HMP Initiates a Phase Ib/II Proof-of-Concept Trial of Epitinib in Glioblastoma in China

Shanghai: March 6, 2018: Hutchison MediPharma (“HMP”) has initiated a Phase Ib/II proof-of-concept study of epitinib in glioblastoma patients with epidermal growth factor receptor (“EGFR”) gene amplification in China. Glioblastoma is a primary brain cancer that harbors high levels of EGFR gene amplification. Epitinib is a potent and highly selective oral EGFR inhibitor that has demonstrated penetration of the blood-brain barrier and encouraging efficacy in clinical studies in other indications.

This proof-of-concept study is a multi-center, single-arm, open-label study to evaluate the efficacy and safety of epitinib as a monotherapy in patients with EGFR gene amplified, histologically confirmed glioblastoma. The primary endpoint is objective response rate (“ORR”). Additional details about this study may be found at clinicaltrials.gov, using identifier NCT03231501.

In addition to this glioblastoma study, epitinib is being developed for non-small cell lung cancer (“NSCLC”) patients with activating EGFR mutations that have developed brain metastases. Epitinib has demonstrated brain penetration and encouraging efficacy in these clinical studies and in preclinical studies.

About glioblastoma and epitinib

Glioblastoma is the most aggressive of the gliomas, which are tumors that arise from glial cells or their precursors within the central nervous system (“CNS”). Glioblastoma is classified as Grade IV under the World Health Organization grading of CNS tumors[i] and is the most common brain and CNS malignancy, accounting for 47% of such tumors. In 2017, there were approximately 12,000 new glioblastoma cases in the United States, according to the Central Brain Tumor Registry of the United States.[ii] In 2015, there were approximately 101,600 new brain or CNS cancer cases in China.[iii] The standard of care for treatment is surgery, followed by radiotherapy and chemotherapy. Median survival is approximately 15 months, and the five-year survival rate is 5.5%.[ii][iv] There are limited treatment options for glioblastoma patients, particularly for patients with recurrent glioblastoma.

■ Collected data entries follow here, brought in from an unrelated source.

PR #5409, opened 2019-11-03
Simplify WebSocket client

RoiEXLab:
This is my design approach to the whole websocket client thing.
Let me know what you think @DanVanAtta 

## Functional Changes

[] New map or map update
[] New Feature
[] Feature Removal
[x] Code Cleanup or refactor
[] Configuration Change
[] Bug fix:  
[] Other:   

## Testing

[x] No manual testing done
[] Manually tested


http-clients/src/main/java/org/triplea/http/client/web/socket/WebSocketConnection.java
```diff
@@ -89,16 +86,14 @@ void close() {
   void connect() {
     Preconditions.checkState(!client.isOpen());
     Preconditions.checkState(!closed);
-    webSocketConnector.initiateConnection();
+    Interruptibles.await(
+        () -> client.connectBlocking(DEFAULT_CONNECT_TIMEOUT_MILLIS, TimeUnit.MILLISECONDS));
```
RoiEXLab: I hardcoded the timeout here, if you think making this configurable for testing is better, let me know

RoiEXLab: Also `connectBlocking()` would return false if anything goes wrong according to the documentation, I wonder if we should use that to allow for better error handling

DanVanAtta: It might make sense to let the integration test land before we update this too much. With that test we'll be able to be sure we have feature parity.

Correct me if I'm mistaken here, I think we may run into an issue with 'send'. The `GenericWebSocketClient` sees the connect as blocking, but it's free to call 'send' whenever it wants. If we then get into the send code, the connection might not yet be open.

RoiEXLab: Let me clear things up for you:
`WebSocketConnection#connect` is blocking so in a single threaded environment if that method is called on initialisation, it blocks until the connection is either established or failed, so any subsequent calls to send occur after a successful or unsuccessful connection, but the state is unambiguous.
So here's the thing with `GenericWebsocketClient`: In the constructor it adds the blocking connect call to the single threaded executor, in an asynchronous way, so the constructor itself isn't blocking, which is the goal.
So whenever there is a call to send before the connection has been established, this send action will be added to the executor queue as well, but because the executor is single-threaded it will not be executed before the initial blocking connection action has been finished.
This obviously doesn't allow us to use more than 1 Thread in the executor, but if we ever get to the point where 1 thread is too low for the amount of incoming messages we have a completely different problem anyways.

http-clients/src/main/java/org/triplea/http/client/web/socket/WebSocketConnection.java
```diff
@@ -89,16 +86,14 @@ void close() {
...
   }
 
   void sendMessage(final String message) {
     Preconditions.checkState(!closed);
-    webSocketConnector.waitUntilConnectionIsOpen();
     Postconditions.assertState(Thread.currentThread().isInterrupted() || client.isOpen());
```
DanVanAtta: A place to update, no longer a postcondition and interrupted check no longer needed.

http-clients/src/main/java/org/triplea/http/client/web/socket/WebSocketConnection.java
DanVanAtta: Okay, that makes sense to queue the requests and have connection go first. There are some updates needed:
- javadoc of the class containing that threadpool should document that sequencing
- GenericWebsocketClient should guard against 'send' being called before 'connect'. It seems like if we get a call in that ordering, that send would fail or block, when before it could have been called at the same time or out of order
- The javadoc of this class should be updated as well, it's out of date
- The TODO statement on the 'send' method in generic websocket is out of date, we now require the single threaded threadpool. Perhaps commenting on the threadpool that it's single threaded to be effectively a blocking queue. 
- I suspect the test cases should be updated to check for the new behavior. 

That is hopefully relatively exhaustive of a list. Again I'd like to see this class and set of updates be run against the in-flight integ test that verifies a chat flow.

DanVanAtta:
@RoiEXLab there are some last updates, see above for a list, should be fast to knock-out, and then verify that the updated code still passes the tests in: https://github.com/triplea-game/triplea/pull/5417

DanVanAtta:
@RoiEXLab the test I was mentioning was updated. I agree this is a simpler approach, if the documentation/TODOs are all updated, and the tests still pass, this should be good to go.

RoiEXLab:
Yeah, I'll try to get this PR done this evening

RoiEXLab:
@DanVanAtta Updated, let me know what you think

http-clients/src/main/java/org/triplea/http/client/web/socket/GenericWebSocketClient.java
```diff
@@ -49,7 +51,9 @@ public GenericWebSocketClient(
     this.messageListener = messageListener;
     client = webSocketClient;
     client.addListener(this);
-    client.connect();
+    CompletableFutureUtils.logExceptionWhenComplete(
+        CompletableFuture.runAsync(client::connect, threadPool),
```
DanVanAtta: If there is an exception on connect, will that bubble up and notify the user? The underlying code had a parameterized timeout to essentially test that case. Is this failure mode still tested so we can be sure we have the expected behavior?

http-clients/src/main/java/org/triplea/http/client/web/socket/GenericWebSocketClient.java
```diff
@@ -68,7 +71,10 @@ public void send(final OutgoingT message) {
 
   /** Non-blocking close of the websocket connection. */
   public void close() {
-    client.close();
+    CompletableFutureUtils.logExceptionWhenComplete(
+        CompletableFuture.runAsync(client::close, threadPool),
+        e -> log.log(Level.WARNING, "Failed to close client", e));
```
DanVanAtta: Do you remember if warnings are shown (as a pop-up) to users by default?

http-clients/src/test/java/org/triplea/http/client/web/socket/WebSocketConnectionTest.java
```diff
@@ -61,59 +55,36 @@ void onError() {
...
 
     @Test
-    void connect() {
+    void connect() throws Exception {
       webSocketConnection.connect();
 
-      verify(webSocketConnector).initiateConnection();
+      verify(webSocketClient)
+          .connectBlocking(
+              WebSocketConnection.DEFAULT_CONNECT_TIMEOUT_MILLIS, TimeUnit.MILLISECONDS);
```
DanVanAtta: Very nitpicky, I'm not sure if we gain much by verifying the parameters of this test, we could make this more flexible by just asserting that any arg is passed to connect blocking.

http-clients/src/main/java/org/triplea/http/client/web/socket/WebSocketConnection.java
```diff
@@ -74,31 +69,30 @@ void addListener(final WebSocketConnectionListener listener) {
...
+   */
   void sendMessage(final String message) {
     Preconditions.checkState(!closed);
-    webSocketConnector.waitUntilConnectionIsOpen();
-    Postconditions.assertState(Thread.currentThread().isInterrupted() || client.isOpen());
-    // if we aborted waiting for the connection, current thread will be interrupted, do a no-op.
-    if (!Thread.currentThread().isInterrupted()) {
-      client.send(message);
-    }
+    client.send(message);
```
DanVanAtta: Any thoughts to checking `client.isOpen()`? I vaguely recall cases where that was an important check during system testing. It would be good to see any error behavior here be covered by unit tests so that we can verify the handling for these edge-cases that are hard to reproduce manually.

http-clients/src/main/java/org/triplea/http/client/web/socket/WebSocketConnection.java
```diff
@@ -74,31 +69,30 @@ void addListener(final WebSocketConnectionListener listener) {
...
+  /**
+   * Initiates a websocket connection. Must be called before {@link #sendMessage(String)}. This
+   * method blocks until the connection has either successfully been established, or the connection
+   * failed.
+   */
   void connect() {
     Preconditions.checkState(!client.isOpen());
     Preconditions.checkState(!closed);
-    webSocketConnector.initiateConnection();
+    Interruptibles.await(
```
DanVanAtta: The return value of the interruptible is not used. If we go on to call `send`, we may get an odd exception. Do you have any thoughts about this error-case scenario and how to handle it? Perhap same considerations for when we fail to establish a connection.

http-clients/src/main/java/org/triplea/http/client/web/socket/GenericWebSocketClient.java
RoiEXLab: `ErrorMessageHandler` defines `Level.WARNING` as minimum level

http-clients/src/main/java/org/triplea/http/client/web/socket/GenericWebSocketClient.java
RoiEXLab: Hmm, good point, I don't think that'll actually be the case. I'll add that

http-clients/src/main/java/org/triplea/http/client/web/socket/GenericWebSocketClient.java
DanVanAtta: Thanks for checking, we may want to consider the error handling; errors tend to have users overreact and given we're dealing with a thick client, logging is of very limited value.

Perhaps if the connection winds up being closed, we can `info` or `debug` log this so there is no pop-up, effectively handling the error. If the connection is still open, we could consider a retry, though I'm not sure if that is really worth it.

RoiEXLab: I'll leave it up to you to decide this, the log statements are all in one place now, so it's easy to change them all.

RoiEXLab:
@DanVanAtta Updated, please have another look

http-clients/src/main/java/org/triplea/http/client/web/socket/WebSocketConnection.java
```diff
@@ -77,12 +78,18 @@ void close() {
...
   void connect() {
     Preconditions.checkState(!client.isOpen());
     Preconditions.checkState(!closed);
-    Interruptibles.await(
-        () -> client.connectBlocking(DEFAULT_CONNECT_TIMEOUT_MILLIS, TimeUnit.MILLISECONDS));
+    final Result<Boolean> result =
+        Interruptibles.awaitResult(
+            () -> client.connectBlocking(DEFAULT_CONNECT_TIMEOUT_MILLIS, TimeUnit.MILLISECONDS));
+    if (!result.completed || !result.result.orElse(false)) {
+      throw new RuntimeException("Failed to connect to a websocket at " + client.getURI());
```
DanVanAtta: Instead of throwing RuntimeException, it might be good to resurrect the `CouldNotConnect` exception from `WebSocketConnector`:
```
  /** Exception indicating connection to server failed. */
  @VisibleForTesting
  static final class CouldNotConnect extends RuntimeException {
    private static final long serialVersionUID = -5403199291005160495L;

    private static final String ERROR_MESSAGE = "Error, could not connect to server";

    CouldNotConnect() {
      super(ERROR_MESSAGE);
    }

    CouldNotConnect(final Exception e) {
      super(ERROR_MESSAGE, e);
    }
  }
```


I note this as the audience for this error message is the average game player, not developers. A game player will not necessarily know about a websocket, what it's used for, or will they really even care. They'll want to know what the error means to them and the game.  

I don't know if this is that easy to fix. We probably should ideally surface this as a boolean return value and allow the client code decide how to message the failure. The only problem is that in turn, `GenericWebsocketClient` should do the same thing, but we have an async connect which makes it tricky.

There can be a number of solutions, if of any help, I can suggest two courses of action:
1) Surface a boolean return value to `GenericWebSocketClient`, and pass an error message factory to `GenericWebsocketClient` to display on case of failure to connect.
2) Perhaps simpler, just fix up the error message. I think it's debatable if we need to report the URI to the client (could be noise, the URI is completely transparent to users, so it might not make sense to report it). could be something like:
```
throw new  CouldNotConnect()
```
or:
```
throw new CouldNotConnect(client.getURI());
:
:
    CouldNotConnect(URI uri) {
      super(ERROR_MESSAGE + " at " + uri);
    }
```

http-clients/src/test/java/org/triplea/http/client/web/socket/WebSocketConnectionTest.java
```diff
@@ -70,11 +71,32 @@ void setup() {
...
+      when(webSocketClient.connectBlocking(anyLong(), any())).thenReturn(true);
       webSocketConnection.connect();
 
       verify(webSocketClient).connectBlocking(anyLong(), any());
     }
 
+    @Test
+    void connectFails() {
+      webSocketConnection.setClient(
+          new WebSocketClient(URI.create("wss://server.invalid")) {
```
DanVanAtta: Does this fail quickly, or is there a timeout? I wonder in regards to test runtime.

On a minor note, it took some reverse engineering to figure out why we expect a RuntimeException. Perhaps that could be fixed by adding a `@DisplayName` annotation, eg:
```
@DisplayName("Verify connect fails with exception when connecting to a non-existent endpoint");
```

http-clients/src/test/java/org/triplea/http/client/web/socket/WebSocketConnectionTest.java
```diff
@@ -81,10 +82,19 @@ void close() {
...
       verify(webSocketClient).send(MESSAGE);
     }
+
+    @Test
+    void sendMessageFailsIfConnectionNotOpened() {
+      when(webSocketClient.isOpen()).thenReturn(false);
+
+      assertThrows(IllegalStateException.class, () -> webSocketConnection.sendMessage(MESSAGE));
+
+      verify(webSocketClient, times(0)).send(MESSAGE);
```
DanVanAtta: nit: `Mockito.never()` AFAIK is preferred over `times(0)`  (in the same way as `isEmpty()` is preferred over `length == 0`)

http-clients/src/main/java/org/triplea/http/client/web/socket/GenericWebSocketClient.java
DanVanAtta: I think the consideration is more or less as follows:
- are we going to be spamming users with error notifications? For example, will this be a N+1 error notification, will there be some other error beforehand and then a user sees this error message popup.
- Do we want this error reported? A popup will have a 'report to triplea' attached to it, is this something that we will want users to report to us?
- Do we want to expect the user to restart TripleA after seeing this? For better or worse, most users assume on any error that they should restart TripleA. I've observed that behavior often enough I consider it a rule of thumb, it's a bit funny sometimes when errors are relatively benign, but people go through the trouble of rehosting a game and restarting everything.

http-clients/src/test/java/org/triplea/http/client/web/socket/WebSocketConnectionTest.java
RoiEXLab: Good call, I knew there was something to achieve this, but I couldn't remember that's what it was called

http-clients/src/test/java/org/triplea/http/client/web/socket/WebSocketConnectionTest.java
RoiEXLab: I just tested this again, it takes slightly longer than normal unit test. This test case takes about 5 seconds to execute. I'll try to inject a mock socket factory to speed things up, the tradeoff is that we might end up being further away from reality

http-clients/src/main/java/org/triplea/http/client/web/socket/WebSocketConnection.java
```diff
@@ -77,12 +78,18 @@ void close() {
...
    * failed.
+   *
+   * @throws RuntimeException If the connection fails
    */
   void connect() {
     Preconditions.checkState(!client.isOpen());
     Preconditions.checkState(!closed);
-    Interruptibles.await(
-        () -> client.connectBlocking(DEFAULT_CONNECT_TIMEOUT_MILLIS, TimeUnit.MILLISECONDS));
+    final Result<Boolean> result =
```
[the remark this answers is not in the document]
RoiEXLab: That works I guess 🤷‍♂

RoiEXLab:
@DanVanAtta Adressed your comments, this should be good to go now, please have another look

http-clients/src/test/java/org/triplea/http/client/web/socket/WebSocketConnectionTest.java
DanVanAtta: Thanks for checking, have you considered the trade-off of toggling the timeout to be something very short, like 5ms?

RoiEXLab: Considered that, but by looking at the code it seems that the timeout is already 0?
Not sure if this is the value for "default timeout" or something but I haven't actually tried using 1

DanVanAtta:
I do wonder if the test case would be a good bit simpler to have a short timeout:
- avoids a number of mock calls, this is very good as the test becomes less coupled to implementation
- avoids the need for the socket factory injection, which adds more coupling
- the test documentation/commentary can likely be simpler

Again, feel free to fix and merge or merge and follow-up with the test fixes. Curious on your thoughts to that regard about test coupling/simplicitiy.

http-clients/src/test/java/org/triplea/http/client/web/socket/WebSocketConnectionTest.java
DanVanAtta: I'm a bit confused, I was expecting this chunk of code to control the connectoin timeout:
```
    final Result<Boolean> connectionAttempt =
        Interruptibles.awaitResult(
            () -> client.connectBlocking(DEFAULT_CONNECT_TIMEOUT_MILLIS, TimeUnit.MILLISECONDS));
```

My thinking is we could go back to connect timeout to be parameterized so that test could control it and then inject a very short timeout value. Thoughts? I'm also curious where you are spotting the timeout of '0'.

RoiEXLab: Ah, of course. I'll blame it on the fact that I'm pretty tired right now ^^
The 0 timeout actually represents the internal timeout of WebSocketClient. I had to dig into the source code to be able to make the test work, so that's where I found it.

Anyways I feel like this is going back and forth, which is why I'd suggest to merge this PR now, so you can try to find a solution that 1. works and 2. is better in your opinion.
I also think that making the external timeout/our custom timeout super short only tests a different scenario where the connection actually takes too long to establish (maybe caused by high packet loss) vs a non-responding server.

I also tried using a single WebSocketClient mock for all the test cases to keep things simpler, however it seems like this actually achieved the opposite for this one test case.

In any case I'll recommend you fiddle around with the test code a little. I'd say it's in a fairly decent shape right now, but I agree that it can be improved, I'm just not sure how exactly it should be improved.

DanVanAtta: Sounds good :+1:

PR #5411, opened 2019-11-03
Prerelease deployment updates

DanVanAtta:
A series of updates to get us on track to be able to run a deployment from travis as a post-build step. As noted in the README, we now have a path open to us with travis build stages to run deployments after artifacts are deployed. Previously we would have staged ansible scripts from a control server, downloaded artifacts out-of-band and run the deployment, because we have that 'post-step' now, we can do this from travis directly.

EGFR gene amplification has been identified in about half of glioblastoma patients, according to The Cancer Genome Atlas Research Network, and hence is a potential therapeutic target in glioblastoma.[v] However, currently marketed first generation EGFR inhibitors cannot penetrate the blood-brain barrier effectively, leaving patients without an effective targeted therapy.[vi] In contrast, epitinib (HMPL-813) is designed for optimal blood-brain barrier penetration, allowing for higher drug exposure in the brain than the currently marketed first generation EGFR inhibitors.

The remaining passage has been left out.